• [Data for the task]:
□ □ □ □

Issue #4284, opened 2024-02-07
Allow passing arguments to std/datetime/format()


paul-greenweb:
**Is your feature request related to a problem? Please describe.**

The problem is, it seems that the current implementation of datetime/format() doesn't allow to return a date in UTC. It is an important feature for logging purposes.

**Describe the solution you'd like**

I would like to be able to pass an options object to the formatter.format() function 

```
export function format(date: Date, formatString: string, **options**): string {
  const formatter = new DateTimeFormatter(formatString);
  return formatter.format(date, **options**);
}
```

Code : https://deno.land/std@0.214.0/datetime/format.ts?source=#L27

I see that the options.timeZone is already implemented in formatter.format()

```
format(date: Date, options: Options = {}): string {
    let string = "";

    const utc = options.timeZone === "UTC";
```

Code : https://deno.land/std@0.214.0/datetime/_common.ts?source#L259

**Describe alternatives you've considered**

I didn't find an easy solution

PR #4285, opened 2024-02-07
feat(datetime): `format()` options

babiabeo:
Fix: #4284

### DIFF
--- a/datetime/format.ts
+++ b/datetime/format.ts
@@ -1,7 +1,7 @@
 // Copyright 2018-2024 the Deno authors. All rights reserved. MIT license.
 // This module is browser compatible.
 
-import { DateTimeFormatter, Options } from "./_common.ts";
+import { DateTimeFormatter } from "./_common.ts";
 
 /**
  * Takes an input `date` and a `formatString` to format to a `string`.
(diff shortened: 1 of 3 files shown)


iuioiua (changes requested):
Hey David, could we add the following to `datetime/format.ts` instead?
```ts
export interface FormatOptions {
  utc?: boolean;
}
```
We should also have accompanying documentation. WDYT?

datetime/format.ts
```diff
@@ -18,13 +18,29 @@ import { DateTimeFormatter } from "./_common.ts";
...
+): string {
   const formatter = new DateTimeFormatter(formatString);
-  return formatter.format(date);
+  return formatter.format(
+    date,
+    options.utc ? { timeZone: "UTC" } : undefined,
+  );
+}
+
+/** The options used for formatting date in {@linkcode format}. */
```
iuioiua, line 42:
```suggestion
/** Options for {@linkcode format}. */
```

iuioiua (approved):
LGTM! Thanks! I'll let Yoshiya review too.

kt3k (approved):
This addition makes sense to me. LGTM

PR #4286, opened 2024-02-08
fix(expect): fix custom equality test case

eryue0220:
This pr is to support iterable object test check and fix expect custom equality test case.

--------------------------
Background: https://github.com/denoland/deno_std/pull/4255#discussion_r1479303914


kt3k:
@eryue0220 
Thanks for the PR, but this seems including too much code for fixing that specific test case. Can you try minimize the code introduced?

eryue0220:
> Thanks for the PR, but this seems including too much code for fixing that specific test case. Can you try minimize the code introduced?

Ok, I'll try for this.

eryue0220:
@kt3k 

Sorry for the late response,

I've check the api and its usage again, and I restructure the codebase. But the codebase is not just for the specific case, it's also a public api in jest, which is exported from [jest/expect-utils](https://github.com/jestjs/jest/blob/main/packages/expect-utils/src/index.ts). 

And other expect apis, such as `arrayContaining` and `stringContaining` will depend on this method.

expect/_utils.ts
```diff
@@ -18,3 +18,82 @@ export function isPromiseLike(value: unknown): value is PromiseLike<unknown> {
     return typeof ((value as Record<string, unknown>).then) === "function";
   }
 }
+
+// SENTINEL constants are from https://github.com/facebook/immutable-js
+const IS_KEYED_SENTINEL = "@@__IMMUTABLE_KEYED__@@";
+const IS_SET_SENTINEL = "@@__IMMUTABLE_SET__@@";
+const IS_LIST_SENTINEL = "@@__IMMUTABLE_LIST__@@";
+const IS_ORDERED_SENTINEL = "@@__IMMUTABLE_ORDERED__@@";
+const IS_RECORD_SYMBOL = "@@__IMMUTABLE_RECORD__@@";
```
kt3k, line 27: Checks for these sentinel keys/values don't make much sense to me because nothing seems setting these keys.

I guess we can just remove these constants and checks related to these

eryue0220: For internal codebase, it is yes. But as for the apps which uses `immutable.js`, they will rely on these keys/value to test it, such as the following:

```ts
import { OrderedMap } from "npm:immutable@4.3.5";
import { expect, iterableEquality } from "https://deno.land/std@$STD_VERSION/expect/mod.ts";

Deno.test("immutable test", () => {
    const a = OrderedMap().set("saving", true);
    const b = OrderedMap().merge({saving: true});
    expect(iterableEquality(a, b)).toBe(true);
});
```

kt3k: Does jest support such cases natively?

eryue0220: Yes, the `iterableEquality` is exported from `expect-utils`, and the test codebase is [here](https://github.com/jestjs/jest/blob/main/packages/expect-utils/src/__tests__/utils.test.ts#L579)

expect/mod.ts
```diff
@@ -85,3 +85,4 @@
  */
 export { expect } from "./expect.ts";
 export { fn } from "./fn.ts";
+export { iterableEquality } from "./iterable_equality.ts";
```
kt3k, line 88: I don't think it's good idea to expose iterableEquality from here.

`iterableEquality` is exported from `@jest/expect-utils`, but the README of `@jest/expect-utils` seems discouraging importing things directly from it. ref. https://www.npmjs.com/package/@jest/expect-utils

I'll make `iterableEquality` private API in `std/expect`

eryue0220: I agree in some degree, because it doesn't indeed belong to `expect` module. But if it's private, how to use in public?

kt3k: I suggest we shouldn't provide direct import of `iterableEquality`. The purpose of `std/expect` is compatiblity to jest's expect, but jest doesn't document `iterableEquality` in their docs. Supporting `iterableEquality` is out of scope here in my view.

kt3k (approved):

kt3k:
I'm landing this PR at this point.

Let's discuss in another issue if you have further questions about the scope of `std/expect`

PR #4291, opened 2024-02-08
chore: fix publish of `std/crypto` to JSR

iuioiua:


kt3k (approved):
LGTM

kt3k:
BTW `crypto/_wasm/target` is specified in `.gitignore` at the top level. It might make sense to ignore such files automatically

PR #4293, opened 2024-02-08
BREAKING(semver): remove `outside()`

iuioiua:
This change removes `outside()` from `std/semver`.

To migrate, users should use [`greaterThan()`](https://deno.land/std/semver/greater_than.ts?s=greaterThan), [`lessThan()`](https://deno.land/std/semver/less_than.ts?s=lessThan) and [`testRange()`](https://deno.land/std/semver/test_range.ts?s=testRange) instead.

Deprecation happened in #4185


kt3k (approved):
LGTM. Thanks

PR #4294, opened 2024-02-09
BREAKING(semver): remove `eq()`, `gt()`, `gte()`, `lt()`, `lte()` and `neq()`

iuioiua:
This change deprecates `eq()`, `gt()`, `gte()`, `lt()`, `lte()` and `neq()`.

Deprecation happened in #4083


kt3k (approved):
LGTM

PR #4297, opened 2024-02-09
refactor(html): prepare for `noUncheckedIndexedAccess`

gabelluardo:
Ref: #4040

### DIFF
--- a/html/entities.ts
+++ b/html/entities.ts
@@ -93,7 +93,7 @@ export function unescape(
   }
 
   return str
-    .replaceAll(entityRe, (m) => entityList[m])
+    .replaceAll(entityRe, (m) => entityList[m]!)
     .replaceAll(RX_DEC_ENTITY, (_, dec) => codePointStrToChar(dec, 10))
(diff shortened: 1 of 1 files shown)


html/entities.ts
```diff
@@ -93,7 +93,7 @@ export function unescape(
   }
 
   return str
-    .replaceAll(entityRe, (m) => entityList[m])
+    .replaceAll(entityRe, (m) => entityList[m]!)
```
iuioiua, line 96: Can you please justify why `entityList[m]` is non-null?

iuioiua (changes requested):

html/entities.ts
gabelluardo: `entityList` is filled with the `defaultEntityList` and the values in `entityRe` are generated from the keys of `entityList`, so I think `entityList[m]` with `m` an element of `entityRe` is always non-null

iuioiua (approved):
LGTM. Thank you.

PR #4301, opened 2024-02-10
feat(uuid): add type predicate return type to validate (v4)

nnmrts:
I added this so that one could use `validate` to actually narrow down a value for further usage at places where a v4 UUID is expected, like for example:

```ts
import { validate } from "std/uuid/v4";

const getUserByName = (name: string) => { /* ... */ };

const getUserById1 = (id: ReturnType<typeof crypto.randomUUID>) => { /* ... */ };

const getUserById2 = (id: `${string}-${string}-${string}-${string}-${string}`) => { /* ... */ };

// stupid unrealistic function but I hope you get the point
const getUser = (idOrName: string) => {
	if (validate(idOrName)) {
		// Without the change in this PR, TS/Deno will complain here with
		// "Argument of type 'string' is not assignable to parameter of type
		// '`${string}-${string}-${string}-${string}-${string}`'",
		// because the `validate` check above doesn't actually narrow it down for TS
		return [getUserById1(idOrName), getUserById2(idOrName)];
	}
	
	return getUserByName(idOrName);
};

```

I'm not actually writing in TypeScript often so I'm already sorry if I did something wrong here.

I know this is still not "exact", but the best we can do without regex types, I guess.

### DIFF
--- a/uuid/v4.ts
+++ b/uuid/v4.ts
@@ -17,6 +17,8 @@ const UUID_RE =
  * validate("this-is-not-a-uuid"); // false
  * ```
  */
-export function validate(id: string): id is ReturnType<typeof crypto.randomUUID> {
+export function validate(
+  id: string,
+): id is ReturnType<typeof crypto.randomUUID> {
   return UUID_RE.test(id);
 }
--- a/uuid/v4.ts
+++ b/uuid/v4.ts
@@ -17,6 +17,6 @@ const UUID_RE =
  * validate("this-is-not-a-uuid"); // false
  * ```
  */
-export function validate(id: string): boolean {
+export function validate(id: string): id is ReturnType<typeof crypto.randomUUID> {
   return UUID_RE.test(id);
 }


iuioiua:
Hi Nano, I'll be closing this PR without merging, as the change doesn't seem to benefit the function. `ReturnType<typeof crypto.randomUUID>` evaluates to `string` (see [here](https://github.com/denoland/deno/blob/26d9b2f3174030138a13bdb60c6c76a38fa0df19/ext/crypto/lib.deno_crypto.d.ts#L393)). So the type signature you propose simplifies to:
```ts
export function validate(
  id: string,
): id is string {
  return UUID_RE.test(id);
}
```
In other words, this gives the function a type predicate signature when the type is already defined in the `id: string` parameter.

Either way, we appreciate your contribution 🙂

nnmrts:
@iuioiua Sorry for the oversight, but when someone has their libs defined as `["dom", "dom.iterable", "dom.asynciterable", "deno.ns"]`, which is the recommended config for targeting Deno and the browser (a very common use-case I assume), according to the [Deno docs](https://docs.deno.com/runtime/manual/advanced/typescript/configuration#targeting-deno-and-the-browser), `ReturnType<typeof crypto.randomUUID>` does resolve to this:

```ts
`${string}-${string}-${string}-${string}-${string}`
```

Couldn't we/you leave this PR open and I can work on "fixing" `lib.deno_crypto.d.ts`? Because as far as I know, the return type of `crypto.randomUUID` should be defined there as `${string}-${string}-${string}-${string}-${string}` as well.

Personally I think this PR could even be merged if there are no other issues with it, no? It seems to cause no issues even if it **currently** simplifies down to just `string`.

Please let me know if one of those options would be okay for you or if it's better if I ask this in an issue at the main deno repo.

kt3k:
> Couldn't we/you leave this PR open and I can work on "fixing" lib.deno_crypto.d.ts? Because as far as I know, the return type of crypto.randomUUID should be defined there as ${string}-${string}-${string}-${string}-${string} as well.

Sounds a good point. `lib.deno_crypto.d.ts` should be aligned to `lib.dom.d.ts` in my view.

babiabeo:
An issue has been opened in deno repo. 👍

https://github.com/denoland/deno/issues/22393

nnmrts:
@babiabeo Thanks, I created a PR for that issue here: https://github.com/denoland/deno/pull/22465

kt3k (approved):
LGTM

PR #4304, opened 2024-02-11
feat(http): add headers and methods to the http namespace

halvardssm:
Hi! 

I am submitting this PR as I see the usefulness of HTTP methods and headers to be available in this typed and shorthand matter. The headers and methods are crawled from MDN, and thus also linked. I am not sure how to deal with the copyright, so feedback is appreciated in case I did not do this correctly.

Please let me know if anything needs to be changed.

### DIFF
--- a/http/header.ts
+++ b/http/header.ts
@@ -1,0 +1,782 @@
+// Copyright 2018-2024 the Deno authors. All rights reserved. MIT license.
+// This module is browser compatible.
+// This module is generated from https://developer.mozilla.org/en-US/docs/Web/HTTP/Headers.
+
+/**
+ * Authentication
+ *
+ * @link https://developer.mozilla.org/en-US/docs/Web/HTTP/Headers#authentication
+ */
+export const HttpHeaderAuthentication = {
+  /**
+   * Defines the authentication method that should be used to access a resource.
+   *
+   * @link https://developer.mozilla.org/en-US/docs/Web/HTTP/Headers/WWW-Authenticate
+   */
+  WwwAuthenticate: "WWW-Authenticate",
+
+  /**
+   * Contains the credentials to authenticate a user-agent with a server.
+   *
+   * @link https://developer.mozilla.org/en-US/docs/Web/HTTP/Headers/Authorization
+   */
+  Authorization: "Authorization",
+
+  /**
+   * Defines the authentication method that should be used to access a resource behind a proxy server.
+   *
+   * @link https://developer.mozilla.org/en-US/docs/Web/HTTP/Headers/Proxy-Authenticate
+   */
+  ProxyAuthenticate: "Proxy-Authenticate",
+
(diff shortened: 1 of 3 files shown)


kt3k:
We are probably not accepting `method.ts` as we recently removed a very similar module from `std/http` https://github.com/denoland/deno_std/pull/3951. The main reason for it was that we couldn't reach the consensus on what should be included in it.

I'm not sure about `header.ts`. Does this list include all headers standardized in RFC?

(Feedbacks on this PR from the community are welcome.)

halvardssm:
For the methods, I followed the [RFC 9110](https://www.rfc-editor.org/rfc/rfc9110.html) list, but after researching a bit more, it seems that the standard methods are maintained at [IANA](https://www.iana.org/assignments/http-methods/http-methods.xhtml#methods). Is it this list that did not find a consensus? It seems to me that there are two categories here, webdav and standard HTTP. I think it would at least be beneficial to have the standard headers present, but I wouldn't see an issue with having all of them either (we can just split them up).

For headers, I would probably change it to reflect this list at [IANA](https://www.iana.org/assignments/http-fields/http-fields.xhtml#field-names), but separate it by status.

kt3k:
> For the methods, I followed the [RFC 9110](https://www.rfc-editor.org/rfc/rfc9110.html) list, but after researching a bit more, it seems that the standard methods are maintained at [IANA](https://www.iana.org/assignments/http-methods/http-methods.xhtml#methods). Is it this list that did not find a consensus?

Some preferred to list only RFC 9110 ones. Some preferred RFC 9110 + IANA methods. Some preferred what Node.js lists in `require("http").METHODS` (which is different from IANA list). Some argued any string is valid http method (which is apparently what browsers doing)... So we gave up to define 'standard' set of HTTP methods

> For headers, I would probably change it to reflect this list at [IANA](https://www.iana.org/assignments/http-fields/http-fields.xhtml#field-names), but separate it by status.

Maybe a good idea, but can you split it to another PR? I think header.ts and method.ts require independent discussions.

halvardssm:
> Some preferred to list only RFC 9110 ones. Some preferred RFC 9110 + IANA methods. Some preferred what Node.js lists in require("http").METHODS (which is different from IANA list). Some argued any string is valid http method (which is apparently what browsers doing)... So we gave up to define 'standard' set of HTTP methods

Wouldn't this be solved by having two groups? One for RFC 9110 and one for IANA, and then have one export that combines the two (alternatively also have a node headers export for compatibility)? It somehow feels like removing them altogether is not the optimal solution.

> Maybe a good idea, but can you split it to another PR? I think header.ts and method.ts require independent discussions.

Sure, Ill submit another PR 💪🏻

kt3k:
Thanks for splitting PRs!

Closing this one in favor of #4317 and #4320

PR #6070, opened 2024-09-27
chore: re-enable `test:browser` task in CI

iuioiua:


kt3k:
I think this is blocked by https://github.com/denoland/deno/issues/25847

It currently passes because we published `@std/internal@1.0.4` and the difference between published package and local packages was removed. I think the same error will happen when someone added a new entrypoint in any package.

kt3k (approved):
The above issue fixed by https://github.com/denoland/deno/pull/25988

Confirmed non-published local change of exported items works without issue with Deno Canary.

LGTM

PR #6072, opened 2024-09-27
fix(log): remove leaky `ConsoleHandler.prototype.applyColors()`

iuioiua:
There doesn't appear to be a reason for this to be a method on the `ConsoleHandler` class. This move avoids the need to document it as a method.


kt3k (approved):
This change looks reasonable to me. `applyColors` seems like an internal utility instead of a public method.

LGTM

PR #6075, opened 2024-09-28
fix(expect): register extended matchers after native matchers

### LINKED ISSUE #6074: bug @std/expect: extended matchers are registered before native matchers
**Describe the bug**

`extendMatchers` are registered before `matchers` which means it's not possible to "extend" native matchers.

https://github.com/denoland/std/blob/e9716720b690e72e6ceaba308b665f2002f7b117/expect/expect.ts#L183-L186

There shouldn't be any restriction on this.
Since `ExtendedExpected` extends `Expected` anyways, "augmented" native matchers still needs to fulfill the initial signature.

**Steps to Reproduce**

Try to override a native matcher, like `toThrow()`

**Expected behavior**

Possible to override a native matcher with additional functionalities.
For example add a second argument to `toThrow()` to be on par with `assertIsError()`

lowlighter:
Close #6074

### DIFF
--- a/expect/expect.ts
+++ b/expect/expect.ts
@@ -181,8 +181,8 @@ export function expect<T extends Expected = Expected>(
 
       const extendMatchers: Matchers = getExtendMatchers();
       const allMatchers = {
-        ...extendMatchers,
         ...matchers,
+        ...extendMatchers,
       };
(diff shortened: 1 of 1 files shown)


kt3k (approved):
LGTM. Thanks for the fix!

PR #6076, opened 2024-09-28
feat(collections/unstable): support `Iterable` argument in `dropLastWhile()`

Liam-Tait:
Create a backwards compatible unstable version of `dropLastWhile()` that accepts an iterable.

Slight modification to the loop to avoid the `offset - 1` calculation each loop.

#5470

- [x] Remove the test benchmark before merging


kt3k (approved):
LGTM. Thanks!

PR #6077, opened 2024-09-28
docs(log): correct the examples of `debug()`

babiabeo:
This PR fixes the error that has occurred since https://github.com/denoland/std/commit/827fe95620fda2e3426189f80e754fac67e09898.


iuioiua (approved):
Thank you

PR #6078, opened 2024-09-28
BREAKING(log): remove `NOTSET` `LogLevel`

timreichen:
**Changes**
This PR removes the `NOTSET` `LogLevel`.

**Reasoning**
Instead of `NOTSET` loggers should be initialized with the default set `LogLevel` (which is `INFO`).


timreichen:
The log module is not stable, so breaking changes for v1 should not be a dealbreaker imo. 
To me this seems to be a question of principal: Does `NOTSET` as a loglevel make sense in the ts/js context? I would argue no. WDYT?

log/get_logger.ts
```diff
@@ -73,7 +74,7 @@ export function getLogger(name?: string): Logger {
   }
   const result = state.loggers.get(name);
   if (!result) {
-    const logger = new Logger(name, "NOTSET", { handlers: [] });
+    const logger = new Logger(name, DEFAULT_LEVEL, { handlers: [] });
```
kt3k, line 77: I wonder if throwing here would make more sense. It might be confusing to return default-leveled logger for invalid logger name

kt3k: Nevermind. I now don't think throwing makes sense after reading the `For module authors` section of the module document ( https://jsr.io/@std/log ). The module authors seem supposed to call `getLogger` with non-defined logger name.

kt3k:
The created logger doesn't have any handler. It means the logger doesn't do anything. I wonder if this change would impact the user in any meaningful way..

PR #6088, opened 2024-10-04
feat(collections/unstable): support `Iterable` argument in `dropWhile()`

Liam-Tait:
Create a backwards compatible unstable version of `dropWhile()` that accepts an iterable instead of arrays.

The array version is significantly more performant, so add the special case for when the iterable is an array.

Array path use `Array.prototype.findIndex()` instead tracking `offset` index  with a while loop. Testing locally using findIndex has a slight performance improvement, pretty negligible. IMO it is easier to understand though. I do not feel strongly about it, so let me know if the existing way approach is preferred.

#5470


kt3k:
> Array path use Array.prototype.findIndex() instead tracking offset index with a while loop. Testing locally using findIndex has a slight performance improvement, pretty negligible. IMO it is easier to understand though.

The use of findIndex just makes sense to me.

kt3k (approved):
LGTM

PR #6094, opened 2024-10-05
BREAKING(http/unstable): switch `params` and `info` args in `Handler` in `route()` for more conveniency

### LINKED ISSUE #5884: qol(http/route): typings and handler signature
The `Handler` interface is currently defined as:
https://github.com/denoland/std/blob/94a7e1b34be4b2f18af1238d7b62c1a0cc700f41/http/route.ts#L14-L18

But I feel like people users using this API would most likely prefer to have `URLPatternResult` as second argument and `Deno.ServeHandlerInfo` as third one.

Reasoning is that people using this API will almost always want to retrieve their route params, but the usage of `Deno.ServeHandlerInfo` is less likely. Also since the url/method is already checked by the `route()` function, it is also common not have have use for `Request`, so you may end up with:

```ts
handler: (_, __, result) => return new Response(result.pathname.groups.name)
```

Which is less elegant than:
```ts
handler: (_, result) => return new Response(result.pathname.groups.name)
```

I understand it was done to be compatible with regular handlers, but maybe `route()` could support an union of both.

___

Also the typing `params?: URLPatternResult | null,` seems incorrect (at least for non-default handler), because the result is checked before being passed down to handler:
https://github.com/denoland/std/blob/94a7e1b34be4b2f18af1238d7b62c1a0cc700f41/http/route.ts#L93-L96

So users need to add an uneeded `!.` since to avoid typing issues

lowlighter:
Closes  #5884

Not sure if it qualifies for "breaking change" since the API is still unstable, but it does break apps relying on current implementation `route()`

As explained in the linked issue, since `params: URLPatternResult` is way more likely to be used than `info: Deno.ServeHandlerInfo` in non-default handlers, it makes sense to switch them for improved DX

### DIFF
--- a/http/mod.ts
+++ b/http/mod.ts
@@ -104,6 +104,3 @@ export * from "./negotiation.ts";
 export * from "./server_sent_event_stream.ts";
 export * from "./user_agent.ts";
 export * from "./file_server.ts";
-// We keep this re-export as an exception for now as it's used in
-// `deno init --serve` output
-export * from "./unstable_route.ts";
--- a/http/unstable_route.ts
+++ b/http/unstable_route.ts
@@ -13,8 +13,8 @@
  */
 export type Handler = (
   request: Request,
+  params?: URLPatternResult,
   info?: Deno.ServeHandlerInfo,
-  params?: URLPatternResult | null,
 ) => Response | Promise<Response>;
 
 /**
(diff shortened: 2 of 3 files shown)


kt3k (approved):
LGTM.

There should be more usages for `params` than `info` in general. This change makes sense.

kt3k:
We recently removed the dependency to (unstable) `route` in main of CLI (in `deno init --serve`). ref. https://github.com/denoland/deno/pull/26595

I think we still need to wait for a while (at least a few versions of CLI releases) to land this PR to avoid the troubles.

kt3k:
We've released 3 versions of CLI (2.1.0, 2.1.1, 2.1.1) which don't use unstable `route` function in `deno init --serve` output.

I think it's time we can land this.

□ □ □ □

• [Exercise brief]: Write only the number of lines in the data where the word "predicate" occurs.

• [Exercise solution]: 2